> _Dataset extract_:
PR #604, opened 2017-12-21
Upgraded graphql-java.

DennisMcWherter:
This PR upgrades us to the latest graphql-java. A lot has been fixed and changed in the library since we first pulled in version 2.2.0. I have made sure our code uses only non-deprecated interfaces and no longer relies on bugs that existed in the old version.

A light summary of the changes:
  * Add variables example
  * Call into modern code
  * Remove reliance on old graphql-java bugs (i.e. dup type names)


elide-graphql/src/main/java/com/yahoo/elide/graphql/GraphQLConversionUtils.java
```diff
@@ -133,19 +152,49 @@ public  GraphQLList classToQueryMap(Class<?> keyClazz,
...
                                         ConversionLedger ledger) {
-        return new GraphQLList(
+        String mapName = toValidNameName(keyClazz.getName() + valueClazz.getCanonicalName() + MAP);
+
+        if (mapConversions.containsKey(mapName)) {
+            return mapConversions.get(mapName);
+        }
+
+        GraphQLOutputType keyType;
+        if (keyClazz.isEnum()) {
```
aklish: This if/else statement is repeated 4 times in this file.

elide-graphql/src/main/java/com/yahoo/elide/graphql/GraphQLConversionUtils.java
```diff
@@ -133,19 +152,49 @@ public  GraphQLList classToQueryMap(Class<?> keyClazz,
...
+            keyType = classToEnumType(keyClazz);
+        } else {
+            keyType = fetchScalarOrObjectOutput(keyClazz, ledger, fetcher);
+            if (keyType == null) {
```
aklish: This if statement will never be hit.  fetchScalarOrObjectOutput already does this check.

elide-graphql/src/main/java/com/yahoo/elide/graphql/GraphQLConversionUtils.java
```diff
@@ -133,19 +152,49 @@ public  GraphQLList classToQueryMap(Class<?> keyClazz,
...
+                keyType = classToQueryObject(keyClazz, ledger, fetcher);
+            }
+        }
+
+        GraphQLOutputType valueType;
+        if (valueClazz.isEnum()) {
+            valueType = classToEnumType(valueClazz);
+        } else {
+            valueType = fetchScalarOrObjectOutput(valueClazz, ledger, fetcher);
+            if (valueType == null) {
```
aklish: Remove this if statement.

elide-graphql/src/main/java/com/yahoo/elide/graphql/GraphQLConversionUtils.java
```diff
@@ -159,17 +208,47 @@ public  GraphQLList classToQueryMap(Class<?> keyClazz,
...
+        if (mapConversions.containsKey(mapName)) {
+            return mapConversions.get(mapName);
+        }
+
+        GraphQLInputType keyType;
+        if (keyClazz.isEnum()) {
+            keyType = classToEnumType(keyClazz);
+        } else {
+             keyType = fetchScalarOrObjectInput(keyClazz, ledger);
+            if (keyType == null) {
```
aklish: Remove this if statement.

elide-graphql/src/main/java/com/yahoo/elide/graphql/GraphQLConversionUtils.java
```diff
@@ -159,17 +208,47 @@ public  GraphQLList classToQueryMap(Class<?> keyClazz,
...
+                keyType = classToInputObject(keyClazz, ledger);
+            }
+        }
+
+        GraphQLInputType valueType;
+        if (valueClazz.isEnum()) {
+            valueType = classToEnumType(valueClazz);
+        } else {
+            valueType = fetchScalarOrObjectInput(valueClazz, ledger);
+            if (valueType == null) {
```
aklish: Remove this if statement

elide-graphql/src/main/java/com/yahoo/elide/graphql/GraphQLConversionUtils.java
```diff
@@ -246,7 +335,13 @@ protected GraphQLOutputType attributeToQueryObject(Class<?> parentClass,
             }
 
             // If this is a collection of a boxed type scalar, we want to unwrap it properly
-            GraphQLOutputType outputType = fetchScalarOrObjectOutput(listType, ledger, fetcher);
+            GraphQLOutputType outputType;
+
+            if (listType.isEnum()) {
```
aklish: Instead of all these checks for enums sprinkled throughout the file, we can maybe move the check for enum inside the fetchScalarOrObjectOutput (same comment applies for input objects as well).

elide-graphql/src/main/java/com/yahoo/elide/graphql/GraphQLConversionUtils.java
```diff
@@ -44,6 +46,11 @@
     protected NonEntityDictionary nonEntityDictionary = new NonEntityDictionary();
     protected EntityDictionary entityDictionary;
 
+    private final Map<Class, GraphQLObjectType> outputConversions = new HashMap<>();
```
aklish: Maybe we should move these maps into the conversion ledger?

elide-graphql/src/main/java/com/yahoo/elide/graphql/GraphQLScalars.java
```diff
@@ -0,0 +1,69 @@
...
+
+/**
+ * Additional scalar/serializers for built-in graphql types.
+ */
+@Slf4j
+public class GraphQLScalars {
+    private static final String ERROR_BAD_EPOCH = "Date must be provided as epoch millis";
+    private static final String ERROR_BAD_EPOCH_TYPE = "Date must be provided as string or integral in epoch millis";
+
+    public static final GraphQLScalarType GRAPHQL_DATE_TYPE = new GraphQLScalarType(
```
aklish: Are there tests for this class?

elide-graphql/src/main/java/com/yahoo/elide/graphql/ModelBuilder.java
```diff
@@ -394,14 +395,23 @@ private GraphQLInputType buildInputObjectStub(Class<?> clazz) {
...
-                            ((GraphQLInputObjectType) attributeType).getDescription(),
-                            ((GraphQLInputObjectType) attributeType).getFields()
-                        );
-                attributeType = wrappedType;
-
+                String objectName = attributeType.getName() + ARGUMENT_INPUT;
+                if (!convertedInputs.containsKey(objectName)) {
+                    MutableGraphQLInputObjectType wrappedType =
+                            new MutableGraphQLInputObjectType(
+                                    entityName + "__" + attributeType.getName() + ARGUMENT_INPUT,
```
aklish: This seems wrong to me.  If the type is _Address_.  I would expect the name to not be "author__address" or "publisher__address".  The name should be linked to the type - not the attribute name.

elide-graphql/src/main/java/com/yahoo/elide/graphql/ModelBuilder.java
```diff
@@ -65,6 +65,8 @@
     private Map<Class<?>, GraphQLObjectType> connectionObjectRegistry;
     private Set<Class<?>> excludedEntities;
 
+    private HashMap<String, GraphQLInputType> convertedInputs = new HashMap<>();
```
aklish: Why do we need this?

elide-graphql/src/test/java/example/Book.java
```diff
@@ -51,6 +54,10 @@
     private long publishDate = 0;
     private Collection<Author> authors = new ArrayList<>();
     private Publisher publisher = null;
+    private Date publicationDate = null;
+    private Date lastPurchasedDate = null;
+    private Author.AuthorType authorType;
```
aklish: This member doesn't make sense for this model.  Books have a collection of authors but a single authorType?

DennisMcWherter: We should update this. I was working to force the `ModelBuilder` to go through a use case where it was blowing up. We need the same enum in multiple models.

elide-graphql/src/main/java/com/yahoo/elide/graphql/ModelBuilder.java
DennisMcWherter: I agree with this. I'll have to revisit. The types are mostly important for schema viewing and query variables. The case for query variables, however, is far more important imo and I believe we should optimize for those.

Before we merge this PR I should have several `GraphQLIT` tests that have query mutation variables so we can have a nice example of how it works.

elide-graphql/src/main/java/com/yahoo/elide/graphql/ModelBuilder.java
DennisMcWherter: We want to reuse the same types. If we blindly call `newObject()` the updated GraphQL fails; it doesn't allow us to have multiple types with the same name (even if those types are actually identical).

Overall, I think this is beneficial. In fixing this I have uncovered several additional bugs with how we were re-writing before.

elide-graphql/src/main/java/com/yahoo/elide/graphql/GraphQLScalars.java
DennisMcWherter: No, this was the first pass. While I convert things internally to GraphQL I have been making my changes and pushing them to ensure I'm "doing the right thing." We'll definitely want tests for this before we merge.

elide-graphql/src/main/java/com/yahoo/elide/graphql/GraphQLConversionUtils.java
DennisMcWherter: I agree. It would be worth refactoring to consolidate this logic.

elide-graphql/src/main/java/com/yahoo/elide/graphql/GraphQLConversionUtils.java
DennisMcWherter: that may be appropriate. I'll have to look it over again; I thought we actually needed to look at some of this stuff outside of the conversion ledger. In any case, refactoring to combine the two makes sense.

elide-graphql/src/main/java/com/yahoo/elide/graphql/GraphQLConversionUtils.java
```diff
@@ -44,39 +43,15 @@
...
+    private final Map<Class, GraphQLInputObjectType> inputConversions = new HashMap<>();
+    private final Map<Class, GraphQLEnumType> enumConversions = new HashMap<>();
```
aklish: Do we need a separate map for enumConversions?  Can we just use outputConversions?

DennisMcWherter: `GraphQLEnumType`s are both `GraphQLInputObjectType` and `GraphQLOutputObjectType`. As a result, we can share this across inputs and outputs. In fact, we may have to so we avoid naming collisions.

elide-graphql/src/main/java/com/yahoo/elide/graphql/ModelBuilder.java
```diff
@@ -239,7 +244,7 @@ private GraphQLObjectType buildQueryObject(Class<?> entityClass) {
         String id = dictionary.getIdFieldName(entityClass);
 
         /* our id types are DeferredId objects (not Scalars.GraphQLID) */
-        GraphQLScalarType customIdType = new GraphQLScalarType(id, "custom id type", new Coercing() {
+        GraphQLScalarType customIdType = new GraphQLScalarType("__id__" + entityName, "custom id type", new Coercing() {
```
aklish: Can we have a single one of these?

> _Brief_:
Among the lines of the material above, count those that include "protected" and report that number alone.

> _Your response_:
3